▶ Your assignment: If a line in the records below holds the string "EventHandler", count it, and state only the final count.

━━━━━ Data supplied ━━━━━

PR #183, opened 2016-07-29
Fix for latest iPad scrolling instead of dragging vertically.

JaneCoder:
This is a fix for iPad, which has a flaw with vertical dragging related to the scroll bar. Other touch devices, even iPhone worked fine without the fix. This version uses the event helpers to add and remove the events.

### DIFF
--- a/lib/DraggableCore.es6
+++ b/lib/DraggableCore.es6
@@ -196,7 +196,6 @@ export default class DraggableCore extends React.Component {
   }
 
   handleDragStart: EventHandler<MouseEvent> = (e) => {
-
     // Make it possible to attach event handlers on top of this one.
     this.props.onMouseDown(e);
 
@@ -258,6 +257,7 @@ export default class DraggableCore extends React.Component {
   };
 
   handleDrag: EventHandler<MouseEvent> = (e) => {
+
     // Stop scrolling on touch devices while user is dragging as this is an issue for ipad.
     if (this.state.dragging && this.state.scrolling) {
       const {ownerDocument} = ReactDOM.findDOMNode(this);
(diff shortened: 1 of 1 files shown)


JaneCoder:
Unfortunately this version is failing for vertical drag on Lenovo touch screens in Firefox now. We will do some more testing and try to determine the cause.

STRML:
I appreciate your tenacity! Browsers implement this spec very badly.

JaneCoder:
This is looking good. We found that the tester had issues outside of our app with touch on chrome and firefox. Touch had to be re-enabled on her device. It was not related to the update to the ipad fix.

STRML:
I'm going to review this when I get home - have an iPad laying around - I'll update when I am sure this is working. Thanks!

JaneCoder:
Thank you for your wonderful work!

JaneCoder:
Hello @STRML. Have you had a chance to test with your ipad? Please let me know if there is anything different you'd like me to do.

nisjunk:
On iPadPro, all demos fail because the whole page also scrolls with the element. I think it is a show stopper issue.

JaneCoder:
nisjunk, we have that issue with the original version, but not with this patched version which stops scrolling on drag.

PS we are using a version of this pull request from our bitbucket repo, and will continue with our own patched version until this is accepted or someone else puts in a fix the owners like.

STRML:
Hi @JaneCoder,

Very sorry for how long it took to get to this.

I reviewed your fix and found that it fixed most use cases, but caused issues with bounded elements. After spending some time reviewing exactly how iOS handles touch events, I was able to very simply fix this in 8a51de9.

Thanks for reporting this!

STRML:
This is published and in `v2.2.3`.

JaneCoder:
Sweet! Thanks so very much!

━━━━━

▶ Task solution: 2